##### Available data #####

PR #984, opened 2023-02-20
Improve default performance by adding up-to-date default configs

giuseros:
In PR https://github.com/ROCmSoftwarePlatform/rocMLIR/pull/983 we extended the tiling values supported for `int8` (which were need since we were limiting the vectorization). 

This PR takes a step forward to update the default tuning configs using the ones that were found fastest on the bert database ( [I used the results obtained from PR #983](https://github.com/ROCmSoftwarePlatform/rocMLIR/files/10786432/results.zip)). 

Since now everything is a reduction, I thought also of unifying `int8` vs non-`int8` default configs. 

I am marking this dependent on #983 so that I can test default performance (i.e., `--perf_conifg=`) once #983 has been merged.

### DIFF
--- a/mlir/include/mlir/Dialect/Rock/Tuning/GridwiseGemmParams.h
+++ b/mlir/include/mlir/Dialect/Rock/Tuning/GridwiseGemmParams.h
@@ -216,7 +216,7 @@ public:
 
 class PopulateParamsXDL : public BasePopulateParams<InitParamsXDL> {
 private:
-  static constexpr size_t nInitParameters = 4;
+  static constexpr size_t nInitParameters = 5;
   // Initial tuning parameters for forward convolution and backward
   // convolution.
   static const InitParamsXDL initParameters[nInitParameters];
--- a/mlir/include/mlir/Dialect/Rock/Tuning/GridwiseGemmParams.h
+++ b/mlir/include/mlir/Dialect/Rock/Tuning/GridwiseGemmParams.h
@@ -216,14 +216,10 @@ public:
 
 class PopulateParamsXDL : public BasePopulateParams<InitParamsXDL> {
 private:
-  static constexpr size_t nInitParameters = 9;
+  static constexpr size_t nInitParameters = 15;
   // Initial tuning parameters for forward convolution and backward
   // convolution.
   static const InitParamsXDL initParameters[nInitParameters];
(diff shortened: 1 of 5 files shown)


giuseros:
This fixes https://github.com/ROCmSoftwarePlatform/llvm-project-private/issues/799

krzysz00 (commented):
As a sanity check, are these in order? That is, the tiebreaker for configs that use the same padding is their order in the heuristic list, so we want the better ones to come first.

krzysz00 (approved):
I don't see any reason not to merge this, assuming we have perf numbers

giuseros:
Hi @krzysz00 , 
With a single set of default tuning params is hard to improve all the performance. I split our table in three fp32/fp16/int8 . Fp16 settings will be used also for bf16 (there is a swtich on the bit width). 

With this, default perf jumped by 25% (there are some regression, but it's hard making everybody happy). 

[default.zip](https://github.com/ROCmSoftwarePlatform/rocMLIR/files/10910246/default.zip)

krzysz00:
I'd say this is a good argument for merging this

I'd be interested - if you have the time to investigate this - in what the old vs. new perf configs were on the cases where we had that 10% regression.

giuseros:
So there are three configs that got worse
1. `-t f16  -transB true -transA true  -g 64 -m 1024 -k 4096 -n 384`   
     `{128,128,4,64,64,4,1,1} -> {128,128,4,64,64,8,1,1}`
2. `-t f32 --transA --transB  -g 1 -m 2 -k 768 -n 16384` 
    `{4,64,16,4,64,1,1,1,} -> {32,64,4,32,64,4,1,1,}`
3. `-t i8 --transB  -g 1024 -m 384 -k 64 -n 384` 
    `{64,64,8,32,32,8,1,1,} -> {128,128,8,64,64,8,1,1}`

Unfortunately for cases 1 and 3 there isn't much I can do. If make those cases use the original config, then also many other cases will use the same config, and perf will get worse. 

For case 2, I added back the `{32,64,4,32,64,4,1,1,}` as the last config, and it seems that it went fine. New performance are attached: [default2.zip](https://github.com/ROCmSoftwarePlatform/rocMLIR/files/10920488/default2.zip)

#####

- **What this task involves**: The answer must be a verbatim transcription of the entries above, from the first line through the line that contains "In PR https://github.com/ROCmSoftwarePlatform/rocMLIR/pull/983", and nothing more.

- **Problem solution**:
PR #984, opened 2023-02-20
Improve default performance by adding up-to-date default configs

giuseros:
In PR https://github.com/ROCmSoftwarePlatform/rocMLIR/pull/983 we extended the tiling values supported for `int8` (which were need since we were limiting the vectorization). 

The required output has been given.